El domingo fue el Día de la Madre. Estaba escribiendo una reflexión para compartir esta semana, cuando de repente mi hijo vino a casa a llevarme un ramo de flores para felicitarme y me dedicó unas palabras amorosas de agradecimiento que me sacudieron: «gracias por ser mi madre, ser tu hijo es un regalo.» Y, después de derramar unas cuántas lagrimas de alegría, me quedé barrenando -al hilo de mi último post- de ¡como de adjudicado resulta el liderazgo maternal en la vida de una mujer! ¡Y me decidí a escribir!
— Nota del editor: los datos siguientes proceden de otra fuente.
PR #333, opened 2019-04-17
Add an examplar of dcm_file path in seqinfo

bpinsard:
Add an examplar of a dicom file in seqinfo to allow access more information in infotodict.

### DIFF
--- a/heudiconv/dicoms.py
+++ b/heudiconv/dicoms.py
@@ -91,6 +91,7 @@ def create_seqinfo(mw, series_files, series_id):
         date=dcminfo.get('AcquisitionDate'),
         series_uid=dcminfo.get('SeriesInstanceUID'),
         time=dcminfo.get('AcquisitionTime'),
+        example_dcm_file_path=series_files[0],
     )
     return seqinfo
 
--- a/heudiconv/parser.py
+++ b/heudiconv/parser.py
@@ -97,7 +97,7 @@ def get_extracted_dicoms(fl):
         for tm in tmembers:
             tm.mode = 0o700
         # get all files, assemble full path in tmp dir
-        tf_content = [m.name for m in tmembers if m.isfile()]
+        tf_content = sorted([m.name for m in tmembers if m.isfile()])
         # store full paths to each file, so we don't need to drag along
         # tmpdir as some basedir
         sessions[session] = [op.join(tmpdir, f) for f in tf_content]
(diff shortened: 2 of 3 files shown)


satra:
@bpinsard - i think this is a good start.  it would be nice to add a test, an example heuristic that uses the dicom info from the file.

@yarikoptic @mgxd what do you think?

more generally would it be useful to pass paths to all files in a group? obviously we can't store this in the dicominfo.tsv, but we are storing this in the filegroup.json, so could we simply pass that along with seqinfo?

yarikoptic:
I am worrying of storing full paths there, since then it would prevent any relocation etc.
This sounds like a workaround for some specific use-case of missing information in the seqinfo. So what was it @bpinsard ?

yarikoptic:
@bpinsard could you please followup with description of the problem/use-case you are trying to address here?

bpinsard:
At the acquisition center we store information in the following dicom tags:
- ReferringPhysicianName
- StudyDescription
- PatientName
Which I use to find the subject_id,  as well as research group, study, to build the locator in infotoids.

And I also extract information from:
- `dcm.csa_header['tags']['PhaseEncodingDirectionPositive']['items'][0]`
- `dcm.dcm_data.InPlanePhaseEncodingDirection`
- `dcm.dcm_data.ImageComments`
to identify the sequence, if it is a sbref, and phase-encoding direction more reliably than from the ProtocoleName or else.

I don't know if this is relevant to other people. If not we can close that.

yarikoptic:
hold on -- [we are already storing a filename and a directory for the file](https://github.com/nipy/heudiconv/blob/master/heudiconv/dicoms.py#L205):
```
        info = SeqInfo(
            total,
            op.split(series_files[0])[1],
            series_id,
            op.basename(op.dirname(series_files[0])),
```

But why don't we also extend the SeqInfo record with found to be useful additional fields to contain the ones you desire so there is no need to re-load the dicom?

bpinsard:
SeqInfo does include filename and the folder but the later is only the name of the last folder in the path that contains the dicom, not the full path. Is there a specific reason for that? If we remove the `basename` call, I think this leaves the opportunity to reread a single dicom per series, even if not optimal, and extract any kind of information without creating a very large SeqInfo structure.

yarikoptic:
> SeqInfo does include filename and the folder but the later is only the name of the last folder in the path that contains the dicom, not the full path.

oh, right -- I was too fast in misreading that code.  Thanks for the explanation ;)

> Is there a specific reason for that?

probably again just to not leak absolute paths there, and provide minimal sufficient (someone might want to use filename, some name of the immediate directory with dicoms) information for the heuristic.

yarikoptic:
I believe #581 / #637 (whatever comes first) will provide the alternative solution to this which would not need to leak the entire filename in the metadata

Sea como sea, la aparición del primer hijo en la vida cambia repentinamente tu existencia, tu identidad como mujer. Sin aprendizaje ni entrenamiento previo, tienes que hacer frente a la responsabilidad más importante de tu vida. En tus manos tienes el reto de acompañar una persona en el recorrido de su crecimiento, hasta que sea «mayor» en todos los sentidos. Te conviertes adjudicadamente en su líder y sin excusas tienes que asumir este rol. Maravilloso liderazgo que, en mi opinión, te proporciona el más grande aprendizaje y desarrollo personal, haciéndote crecer a la vez que crece él.

Y llega un día que, de repente, constatas que has conseguido tu objetivo, que tu hijo ya es «mayor» y este día comprendes que tienes que dejar tu rol, asumes que ha llegado el momento. Del mismo modo que se te adjudicó, el liderazgo se desvanece. Y este día es emocionalmente único. Como en una carrera de relevos, pasas el testigo del liderazgo a él, al hijo que ha crecido y que ya dispone de buena parte de las herramientas necesarias para liderar su propia vida. Y cuando observas desde esta nueva posición el resultado obtenido de tu dedicación, del liderazgo maternal, vives una de las satisfacciones más grandes que puedes tener como mujer, ¡buen trabajo!

¡Gracias hijo mío para ser fuente de mi inspiración y mi gran motivación a la vida!